Problem: Every line in the data below from the one containing "PR #3303, opened 2025-04-11" down to the one containing "for all directories", both included, must be retyped exactly; no other line is to appear.

Dataset excerpts:
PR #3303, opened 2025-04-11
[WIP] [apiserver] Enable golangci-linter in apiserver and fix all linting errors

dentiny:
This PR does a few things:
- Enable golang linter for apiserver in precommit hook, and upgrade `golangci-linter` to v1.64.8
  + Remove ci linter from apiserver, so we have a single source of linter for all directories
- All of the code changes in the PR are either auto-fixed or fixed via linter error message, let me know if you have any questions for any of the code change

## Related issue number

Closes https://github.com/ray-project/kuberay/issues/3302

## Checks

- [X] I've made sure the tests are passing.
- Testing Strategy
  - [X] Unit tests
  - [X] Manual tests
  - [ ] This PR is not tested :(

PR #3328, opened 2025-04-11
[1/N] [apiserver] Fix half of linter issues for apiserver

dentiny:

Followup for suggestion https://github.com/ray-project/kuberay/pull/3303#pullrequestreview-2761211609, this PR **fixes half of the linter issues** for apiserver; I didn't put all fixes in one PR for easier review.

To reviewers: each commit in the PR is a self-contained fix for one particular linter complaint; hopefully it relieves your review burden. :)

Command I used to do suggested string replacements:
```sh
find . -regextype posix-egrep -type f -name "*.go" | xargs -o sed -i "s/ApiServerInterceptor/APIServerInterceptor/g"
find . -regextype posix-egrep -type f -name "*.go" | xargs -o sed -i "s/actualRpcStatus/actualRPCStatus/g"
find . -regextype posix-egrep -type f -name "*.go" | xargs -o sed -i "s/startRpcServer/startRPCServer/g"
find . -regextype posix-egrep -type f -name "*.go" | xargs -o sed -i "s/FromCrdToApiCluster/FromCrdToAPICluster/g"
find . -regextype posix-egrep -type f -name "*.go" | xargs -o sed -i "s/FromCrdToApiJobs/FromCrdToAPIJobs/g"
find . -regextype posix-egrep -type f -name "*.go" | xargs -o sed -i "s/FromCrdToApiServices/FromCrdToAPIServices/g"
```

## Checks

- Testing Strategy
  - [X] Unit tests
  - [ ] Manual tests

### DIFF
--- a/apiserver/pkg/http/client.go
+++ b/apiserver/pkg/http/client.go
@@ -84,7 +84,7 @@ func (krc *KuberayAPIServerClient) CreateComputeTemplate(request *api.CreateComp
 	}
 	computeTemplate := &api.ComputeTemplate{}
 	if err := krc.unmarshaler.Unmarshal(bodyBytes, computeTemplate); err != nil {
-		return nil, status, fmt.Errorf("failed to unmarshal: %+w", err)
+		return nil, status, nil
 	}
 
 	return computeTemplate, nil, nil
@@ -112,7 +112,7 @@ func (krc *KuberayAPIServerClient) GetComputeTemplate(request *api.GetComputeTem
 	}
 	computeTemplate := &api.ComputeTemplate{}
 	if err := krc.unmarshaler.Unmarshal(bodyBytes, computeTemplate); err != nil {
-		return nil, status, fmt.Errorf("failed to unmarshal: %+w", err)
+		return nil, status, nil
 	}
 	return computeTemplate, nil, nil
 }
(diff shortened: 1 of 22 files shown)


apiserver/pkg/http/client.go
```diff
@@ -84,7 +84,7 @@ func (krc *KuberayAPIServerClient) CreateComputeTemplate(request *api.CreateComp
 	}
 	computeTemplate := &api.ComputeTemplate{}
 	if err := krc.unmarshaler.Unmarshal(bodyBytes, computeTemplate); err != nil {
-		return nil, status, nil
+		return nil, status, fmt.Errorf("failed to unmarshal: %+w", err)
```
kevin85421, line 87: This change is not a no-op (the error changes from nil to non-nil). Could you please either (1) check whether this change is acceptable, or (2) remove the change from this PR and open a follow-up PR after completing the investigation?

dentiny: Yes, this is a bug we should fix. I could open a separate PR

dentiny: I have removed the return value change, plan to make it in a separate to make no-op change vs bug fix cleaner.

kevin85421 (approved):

* * *

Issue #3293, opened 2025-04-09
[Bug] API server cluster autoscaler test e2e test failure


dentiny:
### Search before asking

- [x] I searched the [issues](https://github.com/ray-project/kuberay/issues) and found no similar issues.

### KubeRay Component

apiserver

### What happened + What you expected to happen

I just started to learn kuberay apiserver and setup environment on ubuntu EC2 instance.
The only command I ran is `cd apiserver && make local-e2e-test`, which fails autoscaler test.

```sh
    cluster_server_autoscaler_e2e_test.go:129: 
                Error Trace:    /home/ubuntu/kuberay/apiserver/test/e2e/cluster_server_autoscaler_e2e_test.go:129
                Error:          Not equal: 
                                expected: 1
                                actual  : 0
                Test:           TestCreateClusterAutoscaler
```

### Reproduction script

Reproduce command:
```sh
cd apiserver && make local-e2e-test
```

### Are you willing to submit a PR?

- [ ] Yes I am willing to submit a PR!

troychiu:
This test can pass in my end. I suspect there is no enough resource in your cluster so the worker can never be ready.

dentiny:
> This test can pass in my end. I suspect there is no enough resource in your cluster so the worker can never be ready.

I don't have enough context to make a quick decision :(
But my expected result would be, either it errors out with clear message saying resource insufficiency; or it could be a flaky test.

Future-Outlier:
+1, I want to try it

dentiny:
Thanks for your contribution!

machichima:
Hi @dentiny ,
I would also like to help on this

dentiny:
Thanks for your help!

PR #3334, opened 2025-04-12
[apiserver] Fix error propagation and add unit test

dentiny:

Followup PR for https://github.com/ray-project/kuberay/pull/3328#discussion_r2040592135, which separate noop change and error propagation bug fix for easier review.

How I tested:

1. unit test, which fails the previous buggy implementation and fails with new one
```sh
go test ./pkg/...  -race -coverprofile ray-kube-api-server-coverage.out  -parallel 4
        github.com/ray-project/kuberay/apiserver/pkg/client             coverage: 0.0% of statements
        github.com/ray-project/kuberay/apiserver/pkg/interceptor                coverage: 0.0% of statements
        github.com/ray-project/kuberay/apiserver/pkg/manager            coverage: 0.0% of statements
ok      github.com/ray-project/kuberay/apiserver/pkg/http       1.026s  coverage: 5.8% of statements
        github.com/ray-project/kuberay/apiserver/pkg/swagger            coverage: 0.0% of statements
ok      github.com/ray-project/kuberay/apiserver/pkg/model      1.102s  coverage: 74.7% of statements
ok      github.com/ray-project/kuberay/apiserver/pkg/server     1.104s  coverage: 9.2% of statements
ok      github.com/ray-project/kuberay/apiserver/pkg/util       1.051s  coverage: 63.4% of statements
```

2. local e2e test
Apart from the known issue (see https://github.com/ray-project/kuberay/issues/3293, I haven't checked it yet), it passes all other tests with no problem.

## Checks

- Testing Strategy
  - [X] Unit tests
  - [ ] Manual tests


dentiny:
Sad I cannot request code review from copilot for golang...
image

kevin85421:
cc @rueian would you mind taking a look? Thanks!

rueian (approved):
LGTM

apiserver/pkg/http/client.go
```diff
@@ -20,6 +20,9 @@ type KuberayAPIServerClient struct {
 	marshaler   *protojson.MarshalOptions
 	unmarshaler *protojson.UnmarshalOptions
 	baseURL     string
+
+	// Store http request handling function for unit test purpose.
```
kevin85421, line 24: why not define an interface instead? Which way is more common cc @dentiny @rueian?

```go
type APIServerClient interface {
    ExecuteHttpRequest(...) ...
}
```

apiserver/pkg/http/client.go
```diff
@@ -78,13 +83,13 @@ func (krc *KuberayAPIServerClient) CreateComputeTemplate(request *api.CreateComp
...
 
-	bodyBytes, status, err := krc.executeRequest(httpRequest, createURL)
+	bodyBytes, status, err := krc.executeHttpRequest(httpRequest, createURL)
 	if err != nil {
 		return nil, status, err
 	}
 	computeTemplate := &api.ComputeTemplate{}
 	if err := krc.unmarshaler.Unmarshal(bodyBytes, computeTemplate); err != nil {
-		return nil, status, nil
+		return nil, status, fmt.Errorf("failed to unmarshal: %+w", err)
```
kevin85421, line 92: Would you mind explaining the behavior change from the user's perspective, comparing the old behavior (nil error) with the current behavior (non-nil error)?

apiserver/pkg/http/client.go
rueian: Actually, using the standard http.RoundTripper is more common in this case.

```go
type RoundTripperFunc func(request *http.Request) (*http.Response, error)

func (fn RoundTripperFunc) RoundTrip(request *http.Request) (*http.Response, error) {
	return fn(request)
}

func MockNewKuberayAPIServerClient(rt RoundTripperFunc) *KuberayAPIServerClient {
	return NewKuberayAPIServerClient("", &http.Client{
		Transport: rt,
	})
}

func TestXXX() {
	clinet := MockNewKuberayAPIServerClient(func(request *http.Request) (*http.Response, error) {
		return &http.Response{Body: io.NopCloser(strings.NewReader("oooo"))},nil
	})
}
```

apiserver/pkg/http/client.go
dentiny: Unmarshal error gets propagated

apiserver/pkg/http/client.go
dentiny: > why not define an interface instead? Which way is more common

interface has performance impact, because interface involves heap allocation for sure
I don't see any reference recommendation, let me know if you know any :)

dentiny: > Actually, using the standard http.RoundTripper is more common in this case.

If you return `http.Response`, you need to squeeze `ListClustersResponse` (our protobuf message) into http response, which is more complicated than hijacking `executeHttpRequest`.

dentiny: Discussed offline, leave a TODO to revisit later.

* * *

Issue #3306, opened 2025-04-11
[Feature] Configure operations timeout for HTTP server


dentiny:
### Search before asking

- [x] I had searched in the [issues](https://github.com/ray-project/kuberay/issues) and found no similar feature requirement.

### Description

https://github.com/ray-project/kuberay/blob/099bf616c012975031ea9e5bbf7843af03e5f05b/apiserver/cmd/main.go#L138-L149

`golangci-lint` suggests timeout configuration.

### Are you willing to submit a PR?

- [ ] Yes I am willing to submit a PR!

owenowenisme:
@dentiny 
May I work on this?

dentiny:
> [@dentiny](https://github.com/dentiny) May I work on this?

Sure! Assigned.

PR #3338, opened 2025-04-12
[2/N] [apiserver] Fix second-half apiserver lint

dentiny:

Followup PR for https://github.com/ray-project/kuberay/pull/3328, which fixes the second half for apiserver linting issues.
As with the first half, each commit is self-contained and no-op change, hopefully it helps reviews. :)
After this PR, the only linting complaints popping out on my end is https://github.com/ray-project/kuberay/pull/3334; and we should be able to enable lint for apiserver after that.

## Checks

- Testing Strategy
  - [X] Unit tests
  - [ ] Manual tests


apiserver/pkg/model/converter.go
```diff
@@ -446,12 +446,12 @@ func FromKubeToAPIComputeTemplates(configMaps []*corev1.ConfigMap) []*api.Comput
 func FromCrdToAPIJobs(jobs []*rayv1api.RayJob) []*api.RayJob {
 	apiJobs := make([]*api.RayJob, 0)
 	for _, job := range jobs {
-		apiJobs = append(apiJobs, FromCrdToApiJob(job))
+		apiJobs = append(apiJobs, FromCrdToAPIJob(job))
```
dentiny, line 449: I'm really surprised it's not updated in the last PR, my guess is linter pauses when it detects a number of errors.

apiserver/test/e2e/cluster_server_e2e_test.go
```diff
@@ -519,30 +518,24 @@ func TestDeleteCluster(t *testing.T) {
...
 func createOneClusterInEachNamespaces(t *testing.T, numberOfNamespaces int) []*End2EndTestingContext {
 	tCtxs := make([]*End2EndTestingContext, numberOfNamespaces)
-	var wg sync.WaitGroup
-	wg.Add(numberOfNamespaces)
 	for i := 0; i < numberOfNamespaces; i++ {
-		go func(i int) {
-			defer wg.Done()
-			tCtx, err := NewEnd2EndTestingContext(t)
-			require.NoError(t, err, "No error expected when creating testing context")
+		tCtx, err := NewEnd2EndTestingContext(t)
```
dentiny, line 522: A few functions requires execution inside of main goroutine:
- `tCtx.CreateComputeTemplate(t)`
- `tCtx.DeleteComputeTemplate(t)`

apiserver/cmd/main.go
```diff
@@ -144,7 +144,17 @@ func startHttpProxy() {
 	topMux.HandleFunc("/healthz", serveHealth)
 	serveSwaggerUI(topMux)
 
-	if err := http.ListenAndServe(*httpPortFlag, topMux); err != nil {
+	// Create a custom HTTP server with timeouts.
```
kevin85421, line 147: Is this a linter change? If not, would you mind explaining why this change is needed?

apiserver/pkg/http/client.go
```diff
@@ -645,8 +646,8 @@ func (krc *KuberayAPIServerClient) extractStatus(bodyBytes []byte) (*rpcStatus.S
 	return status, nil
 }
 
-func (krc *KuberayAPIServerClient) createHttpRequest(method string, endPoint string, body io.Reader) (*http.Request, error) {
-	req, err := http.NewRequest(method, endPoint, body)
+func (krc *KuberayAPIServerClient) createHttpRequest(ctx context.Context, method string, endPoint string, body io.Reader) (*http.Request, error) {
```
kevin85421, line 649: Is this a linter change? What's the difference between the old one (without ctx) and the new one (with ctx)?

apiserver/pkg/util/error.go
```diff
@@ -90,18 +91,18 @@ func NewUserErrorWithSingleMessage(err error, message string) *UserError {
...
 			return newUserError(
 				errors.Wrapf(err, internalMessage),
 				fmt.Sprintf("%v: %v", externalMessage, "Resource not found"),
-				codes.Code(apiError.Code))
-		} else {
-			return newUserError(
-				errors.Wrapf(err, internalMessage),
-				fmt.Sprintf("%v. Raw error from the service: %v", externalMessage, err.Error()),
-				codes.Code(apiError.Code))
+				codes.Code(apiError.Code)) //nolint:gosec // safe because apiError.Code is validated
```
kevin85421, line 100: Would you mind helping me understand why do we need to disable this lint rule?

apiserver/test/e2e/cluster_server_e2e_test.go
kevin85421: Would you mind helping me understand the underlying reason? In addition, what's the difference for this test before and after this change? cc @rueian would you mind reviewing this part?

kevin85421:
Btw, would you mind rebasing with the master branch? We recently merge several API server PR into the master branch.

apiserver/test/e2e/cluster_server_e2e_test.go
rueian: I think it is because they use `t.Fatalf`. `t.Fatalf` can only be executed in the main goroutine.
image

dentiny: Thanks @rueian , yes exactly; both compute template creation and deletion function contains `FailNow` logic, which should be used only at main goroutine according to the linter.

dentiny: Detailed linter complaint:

Task result:
PR #3303, opened 2025-04-11
[WIP] [apiserver] Enable golangci-linter in apiserver and fix all linting errors

dentiny:
This PR does a few things:
- Enable golang linter for apiserver in precommit hook, and upgrade `golangci-linter` to v1.64.8
  + Remove ci linter from apiserver, so we have a single source of linter for all directories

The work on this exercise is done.